Summary
In Crowe v. Crowe, 245 Ga. 719 (267 S.E.2d 14) (1980), we held, "Parties to a divorce may by their actions concede and confer jurisdiction on a superior court to grant a divorce.
Summary of this case from Marshall v. MarshallOpinion
35808.
SUBMITTED JANUARY 11, 1980.
DECIDED APRIL 29, 1980.
Divorce judgment set aside, etc. Coweta Superior Court. Before Judge Jackson.
Chamberlin Tew, Ernest D. Blount, for appellant.
Jim Dollar, for appellee.
On October 20, 1977, a final divorce decree which incorporated a settlement agreement between the parties was entered in the Superior Court of Coweta County. The former husband filed an action for contempt on February 27, 1979, to enforce provisions of that agreement. The former wife responded by filing a motion to set aside the judgment on the grounds that when her husband filed the divorce, he fraudulently induced her to sign an acknowledgment of service and the separation agreement. She further alleged that the parties had been continuously cohabiting as husband and wife prior to the granting of the divorce until January of 1979, and were therefore husband and wife by operation of law.

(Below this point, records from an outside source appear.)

PR #26622, opened 2025-10-11
[WIP][CustomOp] Make deepseek indexer custom op.

whx-sjtu:
## Purpose
This PR tries to make indexer in deepseek also a custom op in order to support oot backends. Currently I don't move `Indexer` into some files in `model_executor/layers` because it is used for deepseek only and is coupled with deepseek. Although I know that it might not be a good idea to introduce CustomOp into modeling files, I haven't thought of a better solution yet. If any reviewers have any better ideas, welcome to comment and I will continue to work on this, thanks.
cc @wangxiyuan @LucasWilkinson @ProExpertProg @Yikun 
## Test Plan
No need to add new tests.
## Test Result
All current tests should pass.
---
<details>

</details>

### DIFF
--- a/vllm/model_executor/models/deepseek_v2.py
+++ b/vllm/model_executor/models/deepseek_v2.py
@@ -47,6 +47,7 @@ from vllm.distributed import (
 )
 from vllm.forward_context import get_forward_context
 from vllm.logger import init_logger
+from vllm.model_executor.custom_op import CustomOp
 from vllm.model_executor.layers.activation import SiluAndMul
 from vllm.model_executor.layers.attention_layer_base import AttentionLayerBase
 from vllm.model_executor.layers.fused_moe import SharedFusedMoE
@@ -754,7 +755,8 @@ direct_register_custom_op(
 )
 
 
-class Indexer(nn.Module):
+@CustomOp.register("deepseek_indexer")
+class DeepseekIndexer(CustomOp):
     def __init__(
         self,
         vllm_config: VllmConfig,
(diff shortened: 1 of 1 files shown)


vllm/model_executor/models/deepseek_v2.py
```diff
@@ -754,7 +755,8 @@ def sparse_attn_indexer_fake(
 )
 
 
-class Indexer(nn.Module):
+@CustomOp.register("deepseek_indexer")
```
wangxiyuan, line 758: This is really out of scope for CustomOps IMO. Can you tell more about why we need to override Indexer? Maybe we can make Indexer more common first to solve the problem

whx-sjtu: The main problem here is the quantizing implementation of indexer. In current version, quantization of fp8 with ue8m0 is hard-coded which fails to work in backends that doesn't support fp8.

whx-sjtu: Maybe it's better to specially add a quantization backend for indexer?

wangxiyuan: Got your point, Indexer here is hard-code to use fp8 and triton. So IMO, the right direction is to make the ops in Indexer to support `customOps` and `quant_config` way like others do. cc @youkaichao

wangxiyuan: After more work, I find that the Indexer is used by MLA module which is custom op already. You can add your indexer inner mla, so this PR is not required IMO.

whx-sjtu: Currently I can implement an `IndexerWrapper` class in custom MLA module,  which accepts the `Indexer` here as a initialization parameter, inherits the module weights defined in `Indexer`, and rewrites its forward method. But I don’t think this is a formal solution. Do we still need to design a formal technical solution to make `Indexer` more general? cc @wangxiyuan @youkaichao. If current state looks good to you, I will close this PR.

ProExpertProg (changes requested):
Agree with @wangxiyuan here, this should just be handled inside the custom MLA

PR #26623, opened 2025-10-11
Improve enable chunked_prefill & prefix_caching logic.

noooop:
## Purpose

Improve enable chunked_prefill & prefix_caching logic.

## Test Plan

pytest -s -vvv tests/test_config.py::test_is_chunked_prefill_supported
pytest -s -vvv tests/test_config.py::test_is_prefix_caching_supported
pytest -s -vvv tests/models/language/pooling/test_auto_prefix_cache_support.py

## Test Result

pass

---
<details>

</details>


tests/models/language/pooling/test_auto_prefix_cache_support.py
```diff
@@ -1,5 +1,6 @@
 # SPDX-License-Identifier: Apache-2.0
 # SPDX-FileCopyrightText: Copyright contributors to the vLLM project
+# ruff: noqa: SIM117
```
DarkLight1337: Is this really needed?

vllm/model_executor/models/interfaces_base.py
```diff
@@ -212,3 +212,17 @@ def func(model: _T) -> _T:
 
 def get_default_pooling_type(model: type[object] | object) -> str:
     return getattr(model, "default_pooling_type", "LAST")
+
+
+def attn_type(attn_type: str):
+    """Decorator to set `VllmModelForPooling.attn_type`."""
+
+    def func(model: _T) -> _T:
+        model.attn_type = attn_type  # type: ignore
```
DarkLight1337, line 235: Please add this field to the interface definition

vllm/config/model.py
```diff
@@ -1764,6 +1764,68 @@ def get_and_verify_max_len(self, max_model_len: int):
         logger.info("Using max model len %s", max_model_len)
         return max_model_len
 
+    @property
+    def attn_type(self) -> str:
```
DarkLight1337: Make the attention type a `typing.Literal`?

tests/models/language/pooling/test_auto_prefix_cache_support.py
noooop: If you remove this, ruff will complain about the code below.

```
    with pytest.raises(ValueError):
        with vllm_runner(
```

If changed to the code below, pytest.raises cannot capture ValueError.

```
with pytest.raises(ValueError) and vllm_runner() as vllm_model:
  ...
```

noooop: If chunked_prefill or prefix_caching is not supported but setting, now will raise ValueError. 

Because this setting will definitely cause errors in the executor or kv cache, it's best to completely prevent users from trying.

DarkLight1337: We should just put the noqa on that specific line then, instead of ignoring the whole file

vllm/config/utils.py
```diff
@@ -293,3 +293,28 @@ def get_hash_factors(config: ConfigT, ignored_factors: set[str]) -> dict[str, ob
...
+            raise ValueError(self.reason)
+
+
+class BoolWithReasonGroup(dict):
+    def __setattr__(self, key: str, value: BoolWithReason):
+        assert isinstance(value, BoolWithReason)
+        self[key] = value
+
+    def __getattr__(self, key: str) -> BoolWithReason:
+        return self[key]
```
noooop: @DarkLight1337 

Does vllm have an implementation similar constant group?

This implementation has a single issue where the IDE cannot jump to the definition. Set as a module variable can.

DarkLight1337: Maybe you can just create a class and set the constants as class variables

DarkLight1337: Like

```
class cp_reasons:
    GENERATIVE_MODELS_SUPPORT_CHUNKED_PREFILL = BoolWithReason(
        value=True, reason="Generative models support chunked prefill."
    )
    PREFILL_CONTEXT_PARALLEL_NOT_SUPPORT_CHUNKED_PREFILL = BoolWithReason(
        value=False,
        reason="Prefill context parallel does not compatible with chunked prefill.",
    )

```

zhuohan123 (changes requested):
Why do we need a new class for bool? I think these kind of classes add mental overhead for no good reason. Will leave more comments tmrw.

hmellor (commented):
I agree, all the `reason`s should just be warnings

vllm/engine/arg_utils.py
```diff
@@ -250,6 +253,8 @@ def _compute_kwargs(cls: ConfigType) -> dict[str, dict[str, Any]]:
                 default = (
                     default.default
                     if default.default_factory is None
+                    # FIXME: A default vllm_config will be constructed here.
+                    # Info logs will be output, which is confusing.
                     else default.default_factory()
                 )
         elif field.default_factory is not MISSING:
```
noooop: @DarkLight1337 @hmellor 

A default vllm_config will be constructed here, including the creation of a default SchedulerConfig, and the following info log will be output, which is confusing.

For example, BAAI/bge-base-en does not support chunked prefill, so chunked prefill is not used by default.

vllm serve BAAI/bge-base-en


```
INFO 11-22 15:35:41 [config/scheduler.py:207] Chunked prefill is enabled with max_num_batched_tokens=2048.
```

vllm/config/cache.py
```diff
@@ -73,7 +73,7 @@ class CacheConfig:
     sliding_window: int | None = None
     """Sliding window size for the KV cache. This is primarily set in
     `ModelConfig` and that value should be manually duplicated here."""
-    enable_prefix_caching: bool = True
+    enable_prefix_caching: bool | None  = None
     """Whether to enable prefix caching."""
```
noooop: @DarkLight1337 


After #29186, EngineArgs.enable_prefix_caching: bool | None = None is not working, EngineArgs defaults to True always.

We still need None here, otherwise we can't distinguish between user-enforced input and the default.

vllm/config/cache.py
```diff
@@ -73,7 +73,7 @@ class CacheConfig:
     sliding_window: int | None = None
     """Sliding window size for the KV cache. This is primarily set in
     `ModelConfig` and that value should be manually duplicated here."""
-    enable_prefix_caching: bool = True
+    enable_prefix_caching: bool | None = None
```
DarkLight1337: We should set the defaults to non-None values before initializing `CacheConfig`, otherwise it makes initialization more complicated.

noooop: I can't think of a better way

***

After #29186, EngineArgs.enable_prefix_caching: bool | None = None is not working, EngineArgs defaults to True always. by

```
        cache_group.add_argument(
            "--enable-prefix-caching", **cache_kwargs["enable_prefix_caching"]
        )
```

We still need None here, otherwise we can't distinguish between user-enforced input vs the default.

DarkLight1337: Oops, I forgot to add the default here. It should be added like

```
        scheduler_group.add_argument(
            "--enable-chunked-prefill",
            **{
                **scheduler_kwargs["enable_chunked_prefill"],
                "default": None,
            },
        )
```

By agreement of counsel, both motions were heard together by the court. After taking evidence, the court found that at the time of the filing of the divorce, the defendant, Mrs. Crowe, was not a resident of Coweta County, and that this fact was known by the parties although not disclosed in the sworn complaint. He further found that when the divorce was granted by a motion on the pleadings, no answer having been filed, both parties, with knowledge of the granting of the divorce, continued to live together as husband and wife, and the securing of the divorce in Coweta County was a "sham." The trial court concluded that the actions of the parties amounted to a fraud upon the court by obtaining a decree when the court had no jurisdiction, and found neither party entitled to relief on their motions since both had come into court with unclean hands. The court then ordered that the final judgment and decree of divorce dated October 20, 1977, be set aside.
Mr. Crowe appeals, contending the trial court erred in setting aside the decree since Mrs. Crowe was found not entitled to relief. We agree.
Lack of jurisdiction was not raised by Mrs. Crowe in her motion to set aside the judgment, but was raised by the court during the hearing. Parties to a divorce may by their actions concede and confer jurisdiction on a superior court to grant a divorce. Williams v. Pique, 234 Ga. 344 ( 216 S.E.2d 100) (1975); Smith v. Smith, 243 Ga. 525 ( 255 S.E.2d 46) (1979). Mrs. Crowe signed an acknowledgment of service and separation agreement in the original action, and there is evidence to support the trial court's finding she had knowledge the divorce was granted. She would therefore be estopped from attacking the decree on that ground. Williams, supra.
The court below found Mrs. Crowe had "unclean hands" and had participated in causing the judgment to be "a sham." Under such circumstances, she would not be entitled to relief from that judgment. Corder v. Fulton Nat. Bank, 223 Ga. 524 ( 156 S.E.2d 452) (1967). In Corder, we held that one who participates in fraudulently procuring a divorce decree may not then go into equity to have the decree set aside, even though the divorce decree was allegedly void due to the continuous cohabitation of the parties after the action was filed. Whether Mrs. Crowe's petition is considered a motion under Code Ann. § 81A-160 (d) or a complaint in equity under § 81A-160 (e), she would not be entitled to relief on the facts of this case.
The issue is whether or not the trial court had some other authority for setting aside the judgment after the term in which it was rendered.
It is well settled that a judgment is in the breast of the court during the term in which it is rendered, and the judge may set it aside in the exercise of his discretion. Staten v. Staten, 240 Ga. 478 ( 241 S.E.2d 237) (1978). Bank of Cumming v. Moseley, 243 Ga. 858 ( 257 S.E.2d 278) (1979), held the trial judge could exercise his inherent power to set aside a judgment, even though he denied the moving parties' prayers for relief under § 81A-160, as long as the term of court had not ended.
In Holloman v. Holloman, 228 Ga. 246 ( 184 S.E.2d 653) (1971), the judge who had entered the divorce decree set it aside at a subsequent term, finding there had been "a great deal of misunderstanding" at the time the original judgment was entered. This court reversed, holding "The trial court was not authorized at a subsequent term of court to set aside a final judgment rendered at a prior term except as provided in Code Ann. § 81A-160." Id. at 248.
Since the party seeking to set the judgment aside was not entitled to relief under § 81A-160 (b), and the judgment was not void on its face, the court below erred in vacating its former judgment after the term of court in which it was entered.
Judgment reversed. All the Justices concur.